Provided records START

PR #97, opened 2015-08-23
[CURATOR-247] Extend Curator's connection state to support SESSION_LOST

Randgalt:
This is a significant change. Please review carefully and let's have a lot of discussion. Because the new behavior is so much better (and more consistent with expectations) <strong>I've enabled it by default</strong>.

Major differences from the older behavior are:
* Session/connection timeouts are no longer managed by the low-level client. They are managed by the CuratorFramework instance. There should be no noticeable differences.
* Prior to 3.0.0, each iteration of the retry policy would allow the connection timeout to elapse if the connection hadn't yet succeeded. This meant that the true connection timeout was the configured value times the maximum retries in the retry policy. This longstanding issue has been address. Now, the connection timeout can elapse only once for a single API call.
* MOST IMPORTANTLY! Prior to 3.0.0, ConnectionState.LOST did not imply a lost session (much to the confusion of users). Now, Curator will set the LOST state only when it believes that the ZooKeeper session has expired. ZooKeeper connections have a session. When the session expires, clients must take appropriate action. In Curator, this is complicated by the fact that Curator internally manages the ZooKeeper connection. Now, Curator will set the LOST state when any of the following occurs: a) ZooKeeper returns a Watcher.Event.KeeperState.Expired or KeeperException.Code.SESSIONEXPIRED; b) Curator closes the internally managed ZooKeeper instance; c) The configured session timeout elapses during a network partition.

Something important to consider. Given the significance of this change it really should be part of 3.0.0 (i.e. a major version bump) but if we merge it into 3.0.0 now it will be harder to maintain master and 3.0.0 as separate branches. Some git expertise is needed here on how to manage this.


Randgalt:
Also, FYI, each test is now run twice. Once with the old connection handling and once with the new handling.

dragonsinth:
Very cool.  Before I dive in, couple of high level questions.

1) Are we able to precisely articulate the relationship between session lost and existing watchers?  For example, an acceptable answer might be "When a session is lost, all outstanding watchers will fire a lost event.  Afterwards, all watchers will be removed.  Client code should create new watchers if the session is re-established.  If a connection can be re-established before the session is lost, all watchers will remain active."

2) Assume a timing discrepancy between the curator client and ZK server, such that the client assumes a session is lost by timeout, but in a (racy) way, the connection is successfully re-established to the server and the server does not drop the session.  Can we be sure to resolve this race, such that if session lost events have already fired or started firing, the client forcibly creates a new session instead of using the old one?

cammckenzie:
Nice work Jordan,
I just had a quick preliminary look through stuff and I had one observation. For the timing stuff that checks if we've been in a SUSPENDED state for long enough for the server to have timed out the connection, it's using the session timeout specified in the builder.

Isn't there some sort of negotiation when connecting to Zookeeper in regards to session timeout? I.e. It's possible for Zookeeper to specify that a different session timeout will be used rather than the one that the client wants?

Randgalt:
> Isn't there some sort of negotiation when connecting to Zookeeper in regards to session timeout? 
Oh right. Good point. I don't think that value is accessible on the client side. But, it could be calculated if we had the server configuration values. I think we can get those through the new config api right? I'll look into this.

cammckenzie:
Looks like you can call getSessionTimeout() on the ZooKeeper object and it returns the negotiated session timeout. You would need to call it every time a connection / reconnection occurred.

Randgalt:
> Looks like you can call getSessionTimeout() on the ZooKeeper object and it returns the negotiated session timeout. You would need to call it every time a connection / reconnection occurred.

Excellent. I'll do that.

Randgalt:
> Are we able to precisely articulate the relationship between session lost and existing watchers

Excellent point. I missed that. I just did a test and, unfortunately, when the client is closed the watchers are not notified. I'll need to emulate a session expiration event of some kind. I'll look into this.

Randgalt:
> Assume a timing discrepancy between the curator client and ZK server, such that the client assumes a session is lost by timeout, but in a (racy) way, the connection is successfully re-established to the server and the server does not drop the session. Can we be sure to resolve this race, such that if session lost events have already fired or started firing, the client forcibly creates a new session instead of using the old one?

This isn't an issue because when the LOST state is generated the current client is also closed so the session will expire in any event.

Randgalt:
This is hilarious. In July 2013, I submitted a patch to add some testable hooks to ZooKeeper. I forgot all about it was never touched (https://issues.apache.org/jira/browse/ZOOKEEPER-1730). Well, it's now merged in to ZK 3.5 and, guess what, it has a SESSION expiration injection method! This is Twilight Zone level stuff. I was on my computer writing a hack to inject the session event and digging into ZooKeeper source when I saw what looked like my code. Imagine my surprise...

Randgalt:
Any more thoughts on this? Can it be merged?

cammckenzie:
I haven't given it more than a cursory look. If Scott's had a proper look and is OK with it then I'm happy, otherwise I can have a look, but it's probably not going to be for a few days.

Randgalt:
Let's wait until you and Mike have a look if you both want.

curator-client/src/main/java/org/apache/curator/connection/ConnectionHandlingPolicy.java
```diff
@@ -0,0 +1,72 @@
...
+    }
+
+    /**
+     * Check timeouts. NOTE: this method is only called when an attempt to access to the ZooKeeper instances
+     * is made and the connection has not completed.
+     *
+     * @param hasNewConnectionString proc to call to check if there is a new connection string. Important: the internal state is cleared after
+     *                               this is called so you MUST handle the new connection string if <tt>true</tt> is returned
+     * @param connectionStartMs the epoch/ms time that the connection was first initiated
+     * @param sessionTimeoutMs the configured session timeout in milliseconds
```
cammckenzie: Should this be the negotiated session timeout rather than the configured session timeout? Looking at the code that calls into this interface, it would seem that the configured timeout from the build is being used. Is that correct though? I would have thought that the negotiated timeout was what was important as it's the source of truth.

curator-framework/src/main/java/org/apache/curator/framework/imps/CuratorFrameworkImpl.java
```diff
@@ -103,23 +106,34 @@
...
+                        CuratorEvent event = new CuratorEventImpl(CuratorFrameworkImpl.this, CuratorEventType.WATCHED, watchedEvent.getState().getIntValue(), unfixForNamespace(watchedEvent.getPath()), null, null, null, null, null, watchedEvent, null, null);
+                        processEvent(event);
+                    }
+                },
+                builder.getRetryPolicy(),
+                builder.canBeReadOnly(),
+                builder.getConnectionHandlingPolicy()
+            );
 
+        internalConnectionHandler = builder.getConnectionHandlingPolicy().isEmulatingClassicHandling() ? new ClassicInternalConnectionHandler() : new StandardInternalConnectionHandler();
```
cammckenzie: Is there a reason that this needs to be a separate instance rather than just a reference to the connection handler from the builder?

curator-framework/src/main/java/org/apache/curator/framework/state/ConnectionStateManager.java
```diff
@@ -240,27 +248,37 @@ private void processEvents()
     {
         try
         {
-            while ( !Thread.currentThread().isInterrupted() )
+            while ( !Thread.currentThread().isInterrupted() && (state.get() == State.STARTED) )
             {
-                final ConnectionState newState = eventQueue.take();
-
-                if ( listeners.size() == 0 )
+                int pollMaxMs = (sessionTimeoutMs * 2) / 3; // 2/3 of session timeout
```
cammckenzie: This is the configured session timeout MS. Will this cause issues if the negotiated timeout is different?

I guess it just means that it will potentially take 4/3 * configured session timeout to determine if the session has timed out during network partition?

Randgalt: Good point. I should use the negotiated timeout.

cammckenzie:
Other than those minor comments, I think this looks good to me.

Provided records END

> [Aim of the exercise]
Scan the entries above for the string "more" and copy each line that contains it.

> [Exercise output]
This is a significant change. Please review carefully and let's have a lot of discussion. Because the new behavior is so much better (and more consistent with expectations) <strong>I've enabled it by default</strong>.
Any more thoughts on this? Can it be merged?
I haven't given it more than a cursory look. If Scott's had a proper look and is OK with it then I'm happy, otherwise I can have a look, but it's probably not going to be for a few days.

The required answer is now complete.